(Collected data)
PR #80, opened 2022-11-16
Add more ways to add interfaces to introspection

FrancescoVaiani:
- Alter `add_interface` to get an Interface as parameter. 
- Add `add_interface_from_file` and `add_interface_from_str` to add a serialized interfaces to the introspection.

### DIFF
--- a/src/lib.rs
+++ b/src/lib.rs
@@ -41,10 +41,10 @@ use std::collections::HashMap;
 use std::convert::TryInto;
 use std::fmt::{self, Debug};
 use std::path::Path;
+use std::str::FromStr;
 use std::sync::Arc;
 use types::AstarteType;
 
-use crate::builder::AstarteBuilderError;
 use crate::interface::traits::Interface as iface;
 pub use interface::Interface;
 
@@ -94,6 +94,9 @@ pub enum AstarteError {
 
     #[error("builder error")]
     BuilderError(#[from] builder::AstarteBuilderError),
+
+    #[error(transparent)]
+    InterfaceError(#[from] interface::Error),
 
     #[error("generic error")]
     Reported(String),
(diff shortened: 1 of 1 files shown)


src/interface.rs
```diff
@@ -224,6 +224,12 @@ impl Interface {
         Ok(interface)
     }
 
+    pub fn from_str(s: &str) -> Result<Self, Error> {
```
harlem88, line 227: Why redefine this function? It is already defined here https://github.com/astarte-platform/astarte-device-sdk-rust/blob/5d4ec0a5dc5736382e2f27d53fb1be1f2892f6f8/src/interface.rs#L317

src/lib.rs
```diff
@@ -221,24 +224,25 @@ impl AstarteSdk {
...
+    }
+
+    pub async fn add_interface(&self, interface: Interface) -> Result<(), AstarteError> {
+        if interface.get_ownership() == interface::Ownership::Server {
+            self.subscribe_server_owned_interface(&interface).await?;
         }
+        let interfaces_lock = self.interfaces.clone();
+        let mut interfaces = interfaces_lock.write().await;
+        let interfaces_map = &mut interfaces.interfaces;
+        interfaces_map.insert(interface.name().to_string(), interface);
```
Annopaolo, line 245: We should release the rwlock after this line, so that we do not wait for the message to be sent before allowing others (maybe even `send_introspection` itself, check [here](https://github.com/astarte-platform/astarte-device-sdk-rust/blob/5d4ec0a5dc5736382e2f27d53fb1be1f2892f6f8/src/lib.rs#L384)) to access `self.interfaces`.
It would also make possible to defer handling MQTT errors to a later time, using the Astarte introspection synchronization mechanism instead.

Annopaolo (changes requested):

harlem88 (approved):

Annopaolo (approved):

PR #81, opened 2022-11-16
Fix the magic number in `store_property_on_send`

FrancescoVaiani:
Replaced `0` magic number in `store_property_on_send` with the actual `version_major` meant to be there.

### DIFF
--- a/src/lib.rs
+++ b/src/lib.rs
@@ -746,14 +746,23 @@ impl AstarteSdk {
             let data: AstarteType = data.into();
 
             let interfaces = self.interfaces.read().await;
+            let interface_major = interfaces
+                .interfaces
+                .get(interface_name)
+                .ok_or_else(|| {
+                    AstarteError::InterfaceError(interface::Error::InterfaceNotFoundError)
+                })?
+                .get_version_major();
             let mapping = interfaces
                 .get_mapping(interface_name, interface_path)
-                .ok_or_else(|| AstarteError::SendError("Mapping doesn't exist".into()))?;
+                .ok_or_else(|| {
+                    AstarteError::InterfaceError(interface::Error::MappingNotFoundError)
+                })?;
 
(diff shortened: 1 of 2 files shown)


src/lib.rs
```diff
@@ -698,14 +698,19 @@ impl AstarteSdk {
             let data: AstarteType = data.into();
 
             let interfaces = self.interfaces.read().await;
+            let interface_major = interfaces
+                .interfaces
+                .get(interface_name)
+                .ok_or_else(|| AstarteError::SendError("Interface doesn't exist".into()))?
```
Annopaolo, line 704: Isn't the existence of the interface verified earlier? E.g. [here](https://github.com/astarte-platform/astarte-device-sdk-rust/blob/5d4ec0a5dc5736382e2f27d53fb1be1f2892f6f8/src/lib.rs#L632-L634)

FrancescoVaiani: It's a safer alternative than `.unwrap()`, but I agree it's redundant.

Annopaolo (approved):

src/lib.rs
```diff
@@ -698,14 +698,19 @@ impl AstarteSdk {
             let data: AstarteType = data.into();
 
             let interfaces = self.interfaces.read().await;
+            let interface_major = interfaces
+                .interfaces
+                .get(interface_name)
+                .unwrap()
```
harlem88, line 704: Maybe is better to propagate the error with `?` than generate a panic in case of error or empty value.

harlem88 (changes requested):

src/lib.rs
harlem88: Since it is used in a separate function, perhaps it is better to keep a safer version.

harlem88 (approved):

harlem88 (approved):

PR #116, opened 2023-01-20
Handle the reception of an Integer value in a Mapping with type Double

### LINKED ISSUE #114: Receiving a Double that is actually an integer number
When receiving a Double that is actually an integer number (for example sending 42.0).  The device poll function returns the error: `ReceiveError("You are receiving the wrong type for this mapping").`

Additional info:
Astarte POST request body (for an individual datastream) is: {"data":42}.

harlem88:
The conversion from AstarteType Double or LongInteger supports also Integer, so the end user will be able to use the try_into trait, without having to match Integer/Double in separately block.

Add tests on the comparison between MappingType e AstarteType.

Close #114 .

### DIFF
--- a/src/types.rs
+++ b/src/types.rs
@@ -65,7 +65,7 @@ impl PartialEq<MappingType> for AstarteType {
             };
         }
 
-        if other == &MappingType::LongInteger {
+        if other == &MappingType::LongInteger || other == &MappingType::Double {
             if let AstarteType::Integer(_) = self {
                 return true;
             }
@@ -319,6 +319,7 @@ mod test {
 
     use chrono::{DateTime, TimeZone, Utc};
 
+    use crate::interface::MappingType;
     use crate::{types::AstarteType, Aggregation, AstarteDeviceSdk, AstarteError};
 
     #[test]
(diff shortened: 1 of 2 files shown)


FrancescoVaiani:
Change the title to "Handle the reception of an Integer value in a Mapping with type Double".
In the description change ~`Added`~ with `Add`.

FrancescoVaiani (approved):

src/types.rs
```diff
@@ -65,7 +65,7 @@ impl PartialEq<MappingType> for AstarteType {
             };
         }
 
-        if other == &MappingType::LongInteger {
+        if other == &MappingType::LongInteger || other == &MappingType::Double {
```
sorru94, line 68: This fixes the problem, but there is a resulting behaviour that I would like to highlight.

For example. When receiving the data: `42` that is mapped in the interface as a `double` the `poll` function will return the value `AstarteType::Integer(42)`. 
The same problem was already present for the `longinteger` mapping. 
For example. When receiving the data `12` that is mapped in the interface as a `longinteger` the `poll` function will return the value `AstarteType::Integer(12)`.

For an interface of the type `double` the user should expect the `poll` function to produce an `AstarteType::Integer` or `AstarteType::Double`.

harlem88: Right, but in the case we have two options:
1. Because Astarte send the smallest type, also the SDK adapts to it.
2. The Astarte Device SDK should produce the AstarteType in according with the mapping of Interface, also because Rust doesn't allow to receive a different type.

sorru94: The second option could result in an easier to use API for a potential user.
With the current implementation each user needs an additional `match` block when receiving an endpoint that they expect to be a `Double` and then cast to an `f64`/`f32` separately for `Integer`/`Double`.
With option 2 they would just cast to `f64`/`f32` .

A third option might be to implement the `TryFrom` trait from `AstarteType::Integer` to `f32`/`f64`.

To be honest, regarding the first option I lack the knowledge to understand if that could be an ok behaviour or not. Not sure how the other SDK handle this, and how much it's a language related issue.

sorru94 (approved):

FrancescoVaiani (approved):

bettio (approved):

(Exercise details): Retype exactly the lines above, from the one with "FrancescoVaiani: It's a" through the one with "### LINKED ISSUE", inclusive.

(Output of the exercise):
FrancescoVaiani: It's a safer alternative than `.unwrap()`, but I agree it's redundant.

Annopaolo (approved):

src/lib.rs
```diff
@@ -698,14 +698,19 @@ impl AstarteSdk {
             let data: AstarteType = data.into();
 
             let interfaces = self.interfaces.read().await;
+            let interface_major = interfaces
+                .interfaces
+                .get(interface_name)
+                .unwrap()
```
harlem88, line 704: Maybe is better to propagate the error with `?` than generate a panic in case of error or empty value.

harlem88 (changes requested):

src/lib.rs
harlem88: Since it is used in a separate function, perhaps it is better to keep a safer version.

harlem88 (approved):

harlem88 (approved):

PR #116, opened 2023-01-20
Handle the reception of an Integer value in a Mapping with type Double

### LINKED ISSUE #114: Receiving a Double that is actually an integer number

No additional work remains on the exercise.